Ignored Obscured Restored
This weekend marks the 15-year anniversary of the Song of the Week. 15 years!!! It started humbly the weekend of February 9-10, 2008. I sent out The Beatles’ “All My Loving” from the Ed Sullivan Show and “Sexy Sadie” from the White Album. I didn’t explain that my selections were chosen to celebrate the anniversary of the Beatles’ debut performance in America, launching the British Invasion; and the passing of the Maharishi Mahesh Yogi, whom “Sexy Sadie” was written about, and who had died earlier that week. I assumed everyone would figure that out.

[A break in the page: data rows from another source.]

PR #1528, opened 2025-09-09
fix: handle wal bloat

filipecabaco:

Verify that replication connection is able to reconnect when faced with WAL bloat issues

### DIFF
--- a/lib/realtime/tenants/connect.ex
+++ b/lib/realtime/tenants/connect.ex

When I started this I had no plan for how long it would continue. But if you had asked me that first week if I would still be doing it 15 years later, that would have been unimaginable. I’ll keep on writing until I run out of ideas. I hope you continue to read.
Now today’s song of the week.
“The Message” by Grandmaster Flash and The Furious Five was one of the first songs to utilize rap music to deliver a political message. Urban ghettos like the Bronx in New York City were badly ignored under Ronald Reagan’s spending priorities and budget cuts in the early 80s. “The Message” called out the reality of life in these inner-city neighborhoods in stark detail. “Broken glass”, homelessness, drugs, prostitution, filth, noise, poor education, unemployment… it’s all in there.
The situation all comes together in the line “It’s like a jungle, sometimes it makes me wonder how I keep from going under.”
“The Message” is consistently listed as one of the “Greatest Songs of… whatever.” Dave Marsh scored it at #87 in his 1989 list of the 1001 Greatest Singles Ever Made. Rolling Stone’s 2012 list of The 50 Greatest Hip-Hop Songs of All Time voted it #1. In 2018, liveabout.com gave “The Message” the #3 slot on their list of The 100 Best Rap Songs of All Time.
Enjoy… until next week.
I think The Message is the most radical expression of alienation we have from the rap age, but it led to dilution. Our interests aren’t black and right. Way more complicated.
When I said Rap Age, I meant the early years.